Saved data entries
===============
PR #10180, opened 2022-12-19
Fix cannot display attached events when using Zipkin Lens UI query traces

mrproliu:
Fixed the issue in Zipkin Lens UI where attached events were not displayed when searching for traces. The case was caused by the trace display not triggering a new query after a search.


oap-server/server-query-plugin/zipkin-query-plugin/src/main/java/org/apache/skywalking/oap/query/zipkin/handler/ZipkinQueryHandler.java
```diff
@@ -304,6 +306,16 @@ private byte[] encodeTraces(List<List<Span>> traces) {
...
 
+    private void appendEventsToTraces(List<List<Span>> spans) throws IOException {
+        for (List<Span> span : spans) {
+            if (CollectionUtils.isEmpty(span)) {
+                continue;
+            }
+
+            appendEvents(span, getSpanAttachedEventQueryDAO().querySpanAttachedEvents(SpanAttachedEventTraceType.ZIPKIN, span.get(0).traceId()));
+        }
+    }
```
wankai123, line 317:
```suggestion
    private void appendEventsToTraces(List<List<Span>> traces) throws IOException {
        for (List<Span> spans : traces) {
            if (CollectionUtils.isEmpty(spans)) {
                continue;
            }

            appendEvents(spans, getSpanAttachedEventQueryDAO().querySpanAttachedEvents(SpanAttachedEventTraceType.ZIPKIN, spans.get(0).traceId()));
        }
    }
```

wankai123 (approved):
Some nits.

oap-server/server-query-plugin/zipkin-query-plugin/src/main/java/org/apache/skywalking/oap/query/zipkin/handler/ZipkinQueryHandler.java
```diff
@@ -304,6 +306,16 @@ private byte[] encodeTraces(List<List<Span>> traces) {
         return buff.array();
     }
 
+    private void appendEventsToTraces(List<List<Span>> traces) throws IOException {
+        for (List<Span> spans : traces) {
+            if (CollectionUtils.isEmpty(spans)) {
+                continue;
+            }
+
+            appendEvents(spans, getSpanAttachedEventQueryDAO().querySpanAttachedEvents(SpanAttachedEventTraceType.ZIPKIN, spans.get(0).traceId()));
```
wu-sheng, line 315: Should consider a list query rather than this.
10-20 iterations would be very slow.

mrproliu: Updated, please re-check.

oap-server/server-storage-plugin/storage-banyandb-plugin/src/main/java/org/apache/skywalking/oap/server/storage/plugin/banyandb/stream/BanyanDBSpanAttachedEventQueryDAO.java
```diff
@@ -51,11 +51,11 @@ public BanyanDBSpanAttachedEventQueryDAO(BanyanDBStorageClient client) {
     }
 
     @Override
-    public List<SpanAttachedEventRecord> querySpanAttachedEvents(SpanAttachedEventTraceType type, String traceId) throws IOException {
+    public List<SpanAttachedEventRecord> querySpanAttachedEvents(SpanAttachedEventTraceType type, List<String> traceIds) throws IOException {
         final StreamQueryResponse resp = query(SpanAttachedEventRecord.INDEX_NAME, TAGS, new QueryBuilder<StreamQuery>() {
             @Override
             protected void apply(StreamQuery query) {
-                query.and(eq(SpanAttachedEventRecord.RELATED_TRACE_ID, traceId));
+                query.and(having(SpanAttachedEventRecord.RELATED_TRACE_ID, traceIds));
```
wu-sheng, line 58: @hanahmily @lujiajing1126 Should we use `have` or `or`? Or the latest `in`?

wu-sheng: I think `have` means having all conditions. @mrproliu Please check through e2e or locally

wu-sheng: `in` should be a right term, https://github.com/apache/skywalking/pull/10181

mrproliu: I have tested locally, the `have` only matches the first trace. I think I need to wait for the `in` condition. The `or` condition looks like it needs all the conditions to be `or` to be valid.

wu-sheng: You put one trace ID or all to query? I think if we use multiple trace IDs, having would match nothing.

wu-sheng: Generally, we should use one query to get all events for all traces once.

mrproliu: I put all trace IDs to the query, It matches the first trace(in the ID list) result.

mrproliu: > Generally, we should use one query to get all events for all traces once.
===============
TASK PROMPT – Each record above must be restated in full, word for word.

RESULT OF THIS TASK –
PR #10180, opened 2022-12-19
Fix cannot display attached events when using Zipkin Lens UI query traces

mrproliu:
Fixed the issue in Zipkin Lens UI where attached events were not displayed when searching for traces. The case was caused by the trace display not triggering a new query after a search.


oap-server/server-query-plugin/zipkin-query-plugin/src/main/java/org/apache/skywalking/oap/query/zipkin/handler/ZipkinQueryHandler.java
```diff
@@ -304,6 +306,16 @@ private byte[] encodeTraces(List<List<Span>> traces) {
...
 
+    private void appendEventsToTraces(List<List<Span>> spans) throws IOException {
+        for (List<Span> span : spans) {
+            if (CollectionUtils.isEmpty(span)) {
+                continue;
+            }
+
+            appendEvents(span, getSpanAttachedEventQueryDAO().querySpanAttachedEvents(SpanAttachedEventTraceType.ZIPKIN, span.get(0).traceId()));
+        }
+    }
```
wankai123, line 317:
```suggestion
    private void appendEventsToTraces(List<List<Span>> traces) throws IOException {
        for (List<Span> spans : traces) {
            if (CollectionUtils.isEmpty(spans)) {
                continue;
            }

            appendEvents(spans, getSpanAttachedEventQueryDAO().querySpanAttachedEvents(SpanAttachedEventTraceType.ZIPKIN, spans.get(0).traceId()));
        }
    }
```

wankai123 (approved):
Some nits.

oap-server/server-query-plugin/zipkin-query-plugin/src/main/java/org/apache/skywalking/oap/query/zipkin/handler/ZipkinQueryHandler.java
```diff
@@ -304,6 +306,16 @@ private byte[] encodeTraces(List<List<Span>> traces) {
         return buff.array();
     }
 
+    private void appendEventsToTraces(List<List<Span>> traces) throws IOException {
+        for (List<Span> spans : traces) {
+            if (CollectionUtils.isEmpty(spans)) {
+                continue;
+            }
+
+            appendEvents(spans, getSpanAttachedEventQueryDAO().querySpanAttachedEvents(SpanAttachedEventTraceType.ZIPKIN, spans.get(0).traceId()));
```
wu-sheng, line 315: Should consider a list query rather than this.
10-20 iterations would be very slow.

mrproliu: Updated, please re-check.

oap-server/server-storage-plugin/storage-banyandb-plugin/src/main/java/org/apache/skywalking/oap/server/storage/plugin/banyandb/stream/BanyanDBSpanAttachedEventQueryDAO.java
```diff
@@ -51,11 +51,11 @@ public BanyanDBSpanAttachedEventQueryDAO(BanyanDBStorageClient client) {
     }
 
     @Override
-    public List<SpanAttachedEventRecord> querySpanAttachedEvents(SpanAttachedEventTraceType type, String traceId) throws IOException {
+    public List<SpanAttachedEventRecord> querySpanAttachedEvents(SpanAttachedEventTraceType type, List<String> traceIds) throws IOException {
         final StreamQueryResponse resp = query(SpanAttachedEventRecord.INDEX_NAME, TAGS, new QueryBuilder<StreamQuery>() {
             @Override
             protected void apply(StreamQuery query) {
-                query.and(eq(SpanAttachedEventRecord.RELATED_TRACE_ID, traceId));
+                query.and(having(SpanAttachedEventRecord.RELATED_TRACE_ID, traceIds));
```
wu-sheng, line 58: @hanahmily @lujiajing1126 Should we use `have` or `or`? Or the latest `in`?

wu-sheng: I think `have` means having all conditions. @mrproliu Please check through e2e or locally

wu-sheng: `in` should be a right term, https://github.com/apache/skywalking/pull/10181

mrproliu: I have tested locally, the `have` only matches the first trace. I think I need to wait for the `in` condition. The `or` condition looks like it needs all the conditions to be `or` to be valid.

wu-sheng: You put one trace ID or all to query? I think if we use multiple trace IDs, having would match nothing.

wu-sheng: Generally, we should use one query to get all events for all traces once.

mrproliu: I put all trace IDs to the query, It matches the first trace(in the ID list) result.

mrproliu: > Generally, we should use one query to get all events for all traces once.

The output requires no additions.